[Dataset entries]
PR #405, opened 2024-04-12
PE: read reserved DOS header fields

kkent030315:
This PR fixes `DosHeader::parse` by reading `reserved` and `reserved2` fields from the input instead of assuming that they are always zeros (PE64/32).

In the PECOFF, the DOS header fields except `e_lfanew` (the `pe_pointer` alias in the goblin) are entiely not read by the LDR (Windows loader). So assuming that the two fields in question does not really matter.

Brief: Copy every entry exactly, leaving nothing out.

Written solution:
PR #405, opened 2024-04-12
PE: read reserved DOS header fields

kkent030315:
This PR fixes `DosHeader::parse` by reading `reserved` and `reserved2` fields from the input instead of assuming that they are always zeros (PE64/32).

In the PECOFF, the DOS header fields except `e_lfanew` (the `pe_pointer` alias in the goblin) are entiely not read by the LDR (Windows loader). So assuming that the two fields in question does not really matter.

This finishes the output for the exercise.